Armand Van Helden singles chronology
| "NYC Beat" (2007) | "I Want Your Soul" (2007) | "Je t'aime" (2008) |

= I Want Your Soul =

"I Want Your Soul" is a song by American record producer and DJ Armand Van Helden, and the third single from his seventh studio album, Ghettoblaster.

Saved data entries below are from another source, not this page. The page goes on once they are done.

PR #15838, opened 2026-07-21
fix(forge): preserve revert data when tracing

### LINKED ISSUE #11344: bug(forge test): different revertData depending on verbosity
### Component

Forge

- [x] Foundry
- [x] Foundryup

1.3.1-stable

0.3.1

"forge test -v" versus "forge test -vvvv"

### Operating System

macOS (Apple Silicon)

### Describe the bug
Issue was introduced in https://github.com/foundry-rs/foundry/pull/10446

To reproduce:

It contains a sample of "Do You Want It Right Now" by Siedah Garrett.

==Track listing==
- Australian CD single
1. "I Want Your Soul" (radio edit) – 3:15
2. "I Want Your Soul" (original) – 6:39
3. "I Want Your Soul" (TV Rock Remix) – 6:41
4. "I Want Your Soul" (Crookers Remix) – 5:01
5. "I Want Your Soul" (Hipp-E's Bonus Remix) – 1:22
6. "I Want Your Soul" (Fake Blood Remix) – 5:28

==Charts==

| Chart (2007) | Peak position |
|---|---|
| Australian ARIA Club Chart | 1 |
| Australian ARIA Singles Chart | 85 |
| Finnish Singles Chart | 10 |
| Hungary (Dance Top 40) | 15 |
| Hungary (Editors' Choice Top 40) | 24 |
| Swedish Singles Chart | 13 |
| UK Singles (Official Charts) | 19 |
| UK Dance Chart | 1 |
| US Billboard Hot Dance Airplay | 3 |

| Chart (2026) | Peak position |
|---|---|
| Ireland (IRMA) | 100 |
| Netherlands (Single Tip) | 23 |

==Certifications==

| Region | Certification | Certified units/sales |
| United Kingdom (BPI) | Platinum | 600,000^{‡} |
^{‡} Sales+streaming figures based on certification alone.